Пес — вспышками — проявляет феноменальный нюх. Он чует не действительный запах, а предвидит — чем будет пахнуть завтра-послезавтра и не здесь, а далеко-далеко отсюда.
Пес не вспугивает дичь, не облаивает белок, он сразу выводит Академика на людей, которые давно мечтали и стремились отдать ему и белку, и свисток, которые сами в зубах приносят и палку и окровавленного тетерева. Вальдшнеп, принесенный сегодня, своей мягкой тушкой, своей нежностью до слез напомнил Академику его собственный давний автореферат кандидатской работы…
Тема Пса при Академике как-то ненавязчиво выводит нас на Пуделя и Фауста, как-то иронично и спокойно. Но не с упреком Псу.
Пес давно уже неотъемлемая часть Академика, равная его руке, пальцу, дому, даже части дома — шпаге, книге, ступке.
Пес Академика — это нечто среднее между инструментом и органом. Пес подобен томительному раздумию — самому сходить? послать кого-нибудь? и предварительному знанию — кто-то будет послан.
Попутно для более точного определения места, физически знимаемого Академиком в пространстве, надо написать историю допотопного лимузина —
его вытащили бочатские школьники со дна озера Беркуль, где незадолго до этого была выловлена и по ошибке съедена последняя в Бочатском районе кистеперая рыба.

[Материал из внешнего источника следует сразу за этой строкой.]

PR #735, opened 2022-03-07
[common-library] add global.nodeSelector 

gsanchezgavier:
#### Is this a new chart
No
Adds `common.nodeSelector` helper to common library
  - fixes #

#### Checklist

Лимузин этот якобы принадлежал когда-то видному профессору Меллешмидту, раскопавшему недалеко от Тырышки еще в XIX веке небольшой курган и потрясшему весь ученый мир сообщением о находках, среди которых была кадушка соленых груздей и бочка кислой капусты.

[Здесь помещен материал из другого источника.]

PR #739, opened 2022-03-08
[common-library] Fix local service account name

alvarocabanas:
When setting a .values service account name should take precedence to the default one

### DIFF
--- a/library/CHART-TEMPLATE/tests/common_library_serviceaccount_name_test.yaml
+++ b/library/CHART-TEMPLATE/tests/common_library_serviceaccount_name_test.yaml
@@ -44,3 +44,13 @@ tests:
       - equal:
           path: spec.template.spec.serviceAccountName
           value: default
+
+  - it: allow to override the serviceacocunt name with the local one
+    set:
+      serviceAccount:
+        name: "my-local-service-account-name"
+        create: true
+    asserts:
+      - equal:
+          path: spec.template.spec.serviceAccountName
+          value: my-local-service-account-name
--- a/library/CHART-TEMPLATE/tests/common_library_serviceaccount_name_test.yaml
+++ b/library/CHART-TEMPLATE/tests/common_library_serviceaccount_name_test.yaml
@@ -49,6 +49,16 @@ tests:
     set:
       serviceAccount:
         name: "my-local-service-account-name"
+        create: false
+    asserts:
+      - equal:
+          path: spec.template.spec.serviceAccountName
+          value: my-local-service-account-name
+
+  - it: allow to override the serviceacocunt name with the local one
+    set:
+      serviceAccount:
+        name: "my-local-service-account-name"
         create: true
     asserts:
       - equal:
--- a/library/CHART-TEMPLATE/tests/common_library_serviceaccount_name_test.yaml
+++ b/library/CHART-TEMPLATE/tests/common_library_serviceaccount_name_test.yaml
@@ -45,8 +45,34 @@ tests:
           path: spec.template.spec.serviceAccountName
           value: default
 
+  - it: allow to override the serviceacocunt name with the global one
+    set:
+      global:
+        serviceAccount:
+          name: "my-global-service-account-name"
+          create: false
+    asserts:
+      - equal:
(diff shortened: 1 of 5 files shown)


library/common-library/templates/_serviceaccount.tpl
```diff
@@ -47,9 +47,9 @@
 {{- end -}}
 
 {{- if (include "common.serviceAccount.create" .) -}}
-    {{- default (include "common.naming.fullname" .) $globalServiceAccount $localServiceAccount -}}
+    {{- default (include "common.naming.fullname" .) $localServiceAccount $globalServiceAccount -}}
```
paologallinaharbur, line 50: helm function are always confusing since` {{param1 | func param2 }}` and `{{ func param2 param1 }}` follows different order (at least in my head) 

Isn't crearer using pipes with multiple parameters?

library/CHART-TEMPLATE/tests/common_library_serviceaccount_name_test.yaml
```diff
@@ -44,3 +44,13 @@ tests:
...
+
+  - it: allow to override the serviceacocunt name with the local one
+    set:
+      serviceAccount:
+        name: "my-local-service-account-name"
+        create: true
+    asserts:
+      - equal:
+          path: spec.template.spec.serviceAccountName
+          value: my-local-service-account-name
```
kang-makes, line 56: This test is cool and is the test that is missing but now I miss one more test.

Given these values:
```yaml
serviceAccount:
  create: false
  name: test
```
We should also test that the service account is not created and that the deployment is using "test" as a service account.

Could you take care of this in this PR to fix the `serviceAccount` once and for all?

library/common-library/templates/_serviceaccount.tpl
kang-makes: I also see this as a good measure to increase readability.

This is the reason I failed and this issue you are fixing exists.

kang-makes (commented):
Now I see another missing test I hope you have time to create :)

library/common-library/templates/_serviceaccount.tpl
alvarocabanas: sure I can go for it

alvarocabanas: {{- $globalServiceAccount | default ($localServiceAccount | default (include "common.naming.fullname" .)) -}}
or
{{- $globalServiceAccount | default ("common.naming.fullname" $localServiceAccount) -}}

alvarocabanas: `{{- $globalServiceAccount | default $localServiceAccount | default (include "common.naming.fullname" .) -}}`

alvarocabanas: That last one works.. it's the best option.

paologallinaharbur: yes I think the same, I believe it should be `{{- $localServiceAccount | default $globalServiceAccount | default (include "common.naming.fullname" .) -}}`, unless helm tricks me again 😄

alvarocabanas: I am putting the global as the most important one, then the local and then the default. it's intended, and it's what I did in the first change is it incorrect? does the local have to be more important than the global?

alvarocabanas: Oks I changed the order and added extra tests

library/CHART-TEMPLATE/tests/common_library_serviceaccount_name_test.yaml
alvarocabanas: done

library/common-library/templates/_serviceaccount.tpl
kang-makes: The most important is the local. In case local does not exist then the global should default. Then default to fullname/`default`.

alvarocabanas: Yes, it's fixed now

kang-makes (approved):
LGTM. Merge before you have to rebase it again ;)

Капуста эта была экспертами академии испробована для готовки щей, после чего за Меллешмидтом и закрепилось звание теперь всем известное — профессор кислых щей. А Гриша Стрельников — после стремительного налета профессора в лимузине — двое суток бегал по Тырышке с дрыном и искал того «очкарика», который порушил его погреб!
Надо написать историю идола, который косо торчит из культурной травы на участке нашего Академика — идол этот был случайно найден одним из учеников Академика. Ученик этот тогда проходил самую первую ступень посвящения — носил портфель Академика и получал его белье из прачечной. Когда же он нашел идола в кювете около Нового Поселка, то сразу был допущен к завариванию утреннего чая Академика и намазыванию для него бутерброда с кабачковой икрой мелкого помола.

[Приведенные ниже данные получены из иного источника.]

PR #747, opened 2022-03-14
[common-library] Add common.fedramp

gsanchezgavier:
#### Is this a new chart
No
Adds fedramp helper to library
  - fixes #

#### Checklist
- [x] Chart Version bumped

### DIFF
--- a/library/CHART-TEMPLATE/templates/deployment.yaml
+++ b/library/CHART-TEMPLATE/templates/deployment.yaml
@@ -57,6 +57,9 @@ spec:
             - name: MY_APP_PROXY_URL
               value: {{ . | quote }}
           {{- end }}  
+          {{- if include "common.fedramp.enabled" . }}
+            - name: MY_APP_CUSTOM_ENDPOINT
+          {{- end }}
       {{- with include "common.nodeSelector" . }}
       nodeSelector:
         {{- . | nindent 8 }}
--- a/library/CHART-TEMPLATE/tests/common_library_fedramp_test.yaml
+++ b/library/CHART-TEMPLATE/tests/common_library_fedramp_test.yaml
@@ -1,0 +1,52 @@
+suite: test fedRAMP helpers
+templates:
+  - templates/deployment.yaml
+release:
+  name: my-release
+  namespace: my-namespace
+set:
+  licenseKey: test-license-key
+  cluster: test-cluster
+tests:
+  - it: does not set fedRAMP if not specified
+    set:
+      global: null
+      fedramp: null
+    asserts:
+      - notContains:
+          path: spec.template.spec.containers[0].env
+          content:
+            name: MY_APP_CUSTOM_ENDPOINT
+  - it: does set fedRAMP if enabled in values
+    set:
+      global: null
+      fedramp:
+        enabled: true
+    asserts:
+      - contains:
+          path: spec.template.spec.containers[0].env
+          content:
+            name: MY_APP_CUSTOM_ENDPOINT
+  - it: does set fedRAMP if enabled in global
+    set:
+      global: 
+        fedramp:
+          enabled: true
+      fedramp: null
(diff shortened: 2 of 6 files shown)


library/CHART-TEMPLATE/tests/common_library_fedramp_test.yaml
```diff
@@ -0,0 +1,52 @@
...
+  name: my-release
+  namespace: my-namespace
+set:
+  licenseKey: test-license-key
+  cluster: test-cluster
+tests:
+  - it: does not set fedRAMP if not specified
+    set:
+      global: null
+      proxy: null
```
paologallinaharbur, line 14: typo

paologallinaharbur, line 14: typo

library/CHART-TEMPLATE/templates/deployment.yaml
```diff
@@ -49,6 +49,11 @@ spec:
               port: http
           resources:
             {{- toYaml .Values.resources | nindent 12 }}
+          env:
+            - name: MY_APP_NON_OPTIONAL_ENV_VAR
```
paologallinaharbur, line 53: why no value for the env? 


in nri-prometheus for example the approach is different:

https://github.com/newrelic/helm-charts/blob/afd566c86e2d336c08d52edc7ab5a60fae6859b7/charts/nri-prometheus/values.yaml#L73



The user is required to add the url, it is not enough just to enable a flag

paologallinaharbur, line 53: why no value for the env? 


in nri-prometheus for example the approach is different:

https://github.com/newrelic/helm-charts/blob/afd566c86e2d336c08d52edc7ab5a60fae6859b7/charts/nri-prometheus/values.yaml#L73



The user is required to add the url, it is not enough just to enable a flag

paologallinaharbur: other chart deal with it in a different way?

gsanchezgavier: but in some other apps there are more than 1 endpoint. for instance the agent has 3 endpoints. And even if they would have just one endpoint to configure they are usually different (meaning DM endpoint, Otel endpoint , ... )
This is why i followed the boolean approach

gsanchezgavier: answered above

gsanchezgavier: I also though about something like this 
```yaml
fedramp:
  enabled: true
  metrics_api_url:
  events_api_url:
  ...
```
but it would required some internals knowledge of each component that we could save from users i think.

library/CHART-TEMPLATE/tests/common_library_fedramp_test.yaml
gsanchezgavier: thanks!

library/CHART-TEMPLATE/templates/deployment.yaml
paologallinaharbur: So the idea would be to have in global just the enable and in each chart the url value?

gsanchezgavier: yes so instead of configuring each endpoint manually in each subchart , just enabled this flag and all subchart could set this for you with the default values or [flags](https://docs.newrelic.com/docs/infrastructure/install-infrastructure-agent/configuration/infrastructure-agent-configuration-settings#fedramp) depending on the sub chart .

paologallinaharbur: ok, makes sense!

paologallinaharbur (approved):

Надо сказать, что идол этот так во всех справочниках и значится — «случайная находка». И вот какой случай тут имел место: ехал грузовик, вез реквизит для съемок фильма «Половчаночка моя». Реквизит делали добротный, из природного материала, сделали и идола каменного.
Вот он из кузова-то и выпал на кочке.
И что самое удивительное — консультантом фильма о роковой половчаночке значится наш Академик.
Вот уж действительно — Севастьян не узнал своих крестьян!